Problem: Report the lines of the data below that contain the string "explicit".

Collected data:
PR #888, opened 2023-06-23
Support for multiple videos in youtube_qa app.

Chitti-Ankith:
Created an app which can parse multiple videos and answer questions across all of them. The questions to be asked need to be places in the questions.txt file. The video ids to download, transcribe and embed needs to be specified in the yt_video_ids.

Will work on making the interface more User Friendly in a separate commit. 

For Benchmarks and more details, please refer to https://docs.google.com/document/d/1CGPVwSazBaymxyFuij6uP0NkwrjWs8-7UGSRGNBDLcQ/edit


evadb/udfs/chatgpt.py
```diff
@@ -97,21 +97,26 @@ def completion_with_backoff(**kwargs):
         results = []
 
         for prompt, query in zip(prompts, queries):
-            if prompt != "None":
-                query = prompt + ": " + query
+            # if prompt != "None":
+            #     query = prompt + ": " + query
```
yulaicui, line 101: perhaps clean up clean code

evadb/udfs/chatgpt.py
```diff
@@ -97,21 +97,26 @@ def completion_with_backoff(**kwargs):
...
                 "temperature": self.temperature,
                 "messages": [
                     {
                         "role": "user",
-                        "content": query,
+                        "content": f"Context to answer the question : {query}",
+                    },
+                    {
+                        "role": "user",
+                        "content": f"Answer the question based on context : {prompt} Answer only from the context, don't generate responses on your own",
```
yulaicui, line 113: I believe the model generates answers conservatively with temperature = 0. It is good that the query is specific, but perhaps we don't want it to be too lengthy because it takes api tokens. Do we have proof that querying in this format gives better answers? Plus, is there a reason to not let the llm to only answer based on the context? A user may ask very broad questions.

evadb/udfs/chatgpt.py
```diff
@@ -97,21 +97,26 @@ def completion_with_backoff(**kwargs):
...
                     }
                 ],
             }
 
             response = completion_with_backoff(**params)
+            print("Response : ", response.choices[0].message.content)
```
yulaicui, line 119: is this a debug message or is this needed for the workflow? if not, we probably don't need it

apps/youtube_qa/multi_youtube_video_qa/README.md
```diff
@@ -0,0 +1,24 @@
+# YouTube Question Answering
```
yulaicui, line 1: It is strange to have an app within an app. A user would be confused. I suggest we have a separate app for this or that we make provide users with the option to add multiple videos in the same app. What do you think? @jarulraj

apps/youtube_qa/multi_youtube_video_qa/multi_youtube_video_qa.py
```diff
@@ -0,0 +1,324 @@
...
+        grouped_transcript = []
+        print("Create transcript csv")
+        if len(transcripts) > 0:
+            for transcript in transcripts:
+                group_transcript(transcript, grouped_transcript)
+
+            # print(grouped_transcript)
+            df = pd.DataFrame(grouped_transcript)
+            # df = pd.DataFrame(transcripts) 
+            # print(df)
```
yulaicui, line 211: perhaps eliminate dead code

apps/youtube_qa/multi_youtube_video_qa/multi_youtube_video_qa.py
```diff
@@ -0,0 +1,324 @@
...
+        st = time.time()
+        for question in questions:
+            print(question)
+            question_start = time.time()
+            
+            # instead of passing all the documents to the LLM, we first do a
+            # semantic search over the embeddings and get the most relevant rows.
+            cursor.query("DROP TABLE IF EXISTS EMBED_TEXT;").execute()
+            text_summarization_query = f"""
+                CREATE MATERIALIZED VIEW
```
yulaicui, line 294: CREATE MATERIALIZED VIEW is outdated. We are removing it soon. Perhaps use CREATE TABLE instead.

apps/youtube_qa/multi_youtube_video_qa/multi_youtube_video_qa.py
```diff
@@ -0,0 +1,324 @@
...
+                CREATE MATERIALIZED VIEW 
+                EMBED_TEXT(text) AS 
+                SELECT text FROM embedding_table
+                ORDER BY Similarity(embedding('{question}'), features) DESC
+                LIMIT 3; 
+                """
+            cursor.query(text_summarization_query).execute()
+            print(cursor.table('EMBED_TEXT').select("*").execute())
+
+            chatgpt_udf = """
```
yulaicui, line 303: we should use api instead of explicit query. for instance, cursor.table(EMBED_TEXT).select(f"ChatGPT('{question}', text)")

apps/youtube_qa/multi_youtube_video_qa/multi_youtube_video_qa.py
```diff
@@ -0,0 +1,324 @@
...
+
+        questions = open('questions', 'r')
+        st = time.time()
+        for question in questions:
+            print(question)
+            question_start = time.time()
+            
+            # instead of passing all the documents to the LLM, we first do a
+            # semantic search over the embeddings and get the most relevant rows.
+            cursor.query("DROP TABLE IF EXISTS EMBED_TEXT;").execute()
```
yulaicui, line 292: same as below, use drop table udf instead of explicit query

apps/youtube_qa/multi_youtube_video_qa/multi_youtube_video_qa.py
```diff
@@ -0,0 +1,324 @@
...
+        cursor.query(
+            f"""CREATE TABLE embedding_table AS
+            SELECT embedding(text), text FROM Transcript;"""
+        ).execute()
+        eft = time.time()
+        print(f"Creating embeddings took {eft - est} seconds")
+
+        # Create search index on extracted features.
+        cursor.query(
+            f"CREATE INDEX faiss_index ON embedding_table (features) USING FAISS;"
```
yulaicui, line 278: same as below, user create index api instead of explicit query.

apps/youtube_qa/multi_youtube_video_qa/multi_youtube_video_qa.py
```diff
@@ -0,0 +1,324 @@
...
+        
+        udf_query = """CREATE UDF IF NOT EXISTS embedding
+            IMPL  '../../../evadb/udfs/sentence_feature_extractor.py';
+            """
+        cursor.query("DROP UDF IF EXISTS embedding;").execute()
+        cursor.query(udf_query).execute()
+
+        cursor.query("DROP UDF IF EXISTS ChatGPT;").execute()
+        cursor.query(""" CREATE UDF IF NOT EXISTS ChatGPT
+          IMPL '../../../evadb/udfs/chatgpt.py';""").execute()
```
yulaicui, line 265: ChatGPT udf is now a builtin udf. There is no need to create it here.

apps/youtube_qa/multi_youtube_video_qa/multi_youtube_video_qa.py
```diff
@@ -0,0 +1,324 @@
+# coding=utf-8
```
yulaicui, line 1: This script is based on an old version of youtube_qa.py. The script is now updated with new logics as evadb has improved since then. Perhaps incorporate some changes from youtube_qa.py in the new master branch.

apps/youtube_qa/multi_youtube_video_qa/multi_youtube_video_qa.py
```diff
@@ -0,0 +1,324 @@
...
+        cursor.query(
+            """CREATE TABLE IF NOT EXISTS Transcript (text TEXT(100));"""
+        ).execute()
+        cursor.load("transcript.csv", "Transcript", "csv").execute()
+        print(f"Loading transcripts into DB took {time.time() - load_start_time} seconds")
+        
+        print("Creating embeddings and Vector Index")
+        
+        udf_query = """CREATE UDF IF NOT EXISTS embedding
+            IMPL  '../../../evadb/udfs/sentence_feature_extractor.py';
```
yulaicui, line 258: perhaps use create_udf api instead of the query. Plus, it is perhaps a better practice to declare this path as a macro  so that we can change them more easily. Check youtube_qa.py in master branch.

evadb/udfs/chatgpt.py
Chitti-Ankith: Done

evadb/udfs/chatgpt.py
Chitti-Ankith: Was put in for debugging, removed it. Thanks for pointing it out.

apps/youtube_qa/multi_youtube_video_qa/README.md
Chitti-Ankith: Moved it to a separate app folder for now. We can integrate it into the youtube_qa app in a separate commit.

apps/youtube_qa/multi_youtube_video_qa/multi_youtube_video_qa.py
Chitti-Ankith: done

apps/youtube_qa/multi_youtube_video_qa/multi_youtube_video_qa.py
Chitti-Ankith: In some runs, I had encountered the issue of ChatGPT UDF not existing while triggering the script, hence added this query. Will remove the drop_udf command and instead only create the UDF if it does not exist already.

apps/youtube_qa/multi_youtube_video_qa/multi_youtube_video_qa.py
Chitti-Ankith: Sure

apps/youtube_qa/multi_youtube_video_qa/multi_youtube_video_qa.py
Chitti-Ankith: Done

apps/youtube_qa/multi_youtube_video_qa/multi_youtube_video_qa.py
Chitti-Ankith: Had used API only. Missed removing this declaration.

apps/youtube_qa/multi_youtube_video_qa/multi_youtube_video_qa.py
Chitti-Ankith: Done

apps/youtube_qa/multi_youtube_video_qa/multi_youtube_video_qa.py
Chitti-Ankith: Done

apps/youtube_qa/multi_youtube_video_qa/multi_youtube_video_qa.py
Chitti-Ankith: the new logic of summarization / blog post generation may not be needed currently for this app. Have rebased the other changes. Please let me know if there is anything else to incorporate

evadb/udfs/chatgpt.py
Chitti-Ankith: While benchmarking, I was observing that sometimes the model was generating answers to the questions on its own and the generated answer doesnt match the info in the given video. Hence i add the restriction to answer based on the context. 

Removed it for now.

Chitti-Ankith:
I have added support for querying a specific youtube channel as well. @yulaicui @jarulraj please have a look.

apps/youtube_qa/multi_youtube_video_qa/multi_youtube_video_qa.py
yulaicui: init_builtin_udfs function is being run deterministically. It should not fail sometimes and succeed during other runs. There could be at least 2 reasons why it failed during some runs:
1. it is dropped somewhere in this app where it is not meant to be dropped
2. chatgpt_udf.py is modified. perhaps rerun `pip install .` when you modify the udf.

The code works. It's just that we need to present to users that we have those built-in functionalities and hide all the api-creation. When a user runs this app in a separate repo (which is what ultimately going to happen), they wouldn't want to come to evadb repo, copy-paste the chatgpt udf, and create the udf on their own.

jarulraj:
@Chitti-Ankith Thanks for putting together this app. Is there a way to test it on a subset of the urls -- like this test for the original youtube app -- `test_should_run_youtube_qa_app`?

What additional functionality are we adding in this app? Is this better stored in a separate repo (maybe in your account)?

jarulraj:
@Chitti-Ankith It looks like `scrapetube` is having some issues with the youtube URL. The app looks good to me. Let's keep it self-contained. Look at my changes, let's see if we can get rid of the custom ChatGPT UDF and instead make the built-in UDF take an optional argument ("like only use the context") in the query itself (instead of changing the UDF implementation file).

jarulraj:
Subsumed in #896

Chitti-Ankith:
Thanks for the feedback @jarulraj. I wasn't aware of UTs for the apps, I will add one in a separate commit.

With respect to new functionality introduced:

1) This app lets the user ask questions across any number of custom YT videos. The questions can be pre-aggregated or asked in a QA loop.

2) The app also lets the user to download any number of videos from a particular YT channel and ask their required queries.

I will add support for custom prompt as a separate argument in ChatGPT UDF. (This will also be useful for some of the additional app ideas I had shared with you) 

I also didnt find any issues with scrapetube and Channel URL. The following command works fine:

`scrapetube.get_channel(channel_url = "https://www.youtube.com/@LinusTechTips", limit = 10)`

The app currently only allows the user to specify the channel name and not the url, we can change that if needed.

Task answer:
yulaicui, line 303: we should use api instead of explicit query. for instance, cursor.table(EMBED_TEXT).select(f"ChatGPT('{question}', text)")
yulaicui, line 292: same as below, use drop table udf instead of explicit query
yulaicui, line 278: same as below, user create index api instead of explicit query.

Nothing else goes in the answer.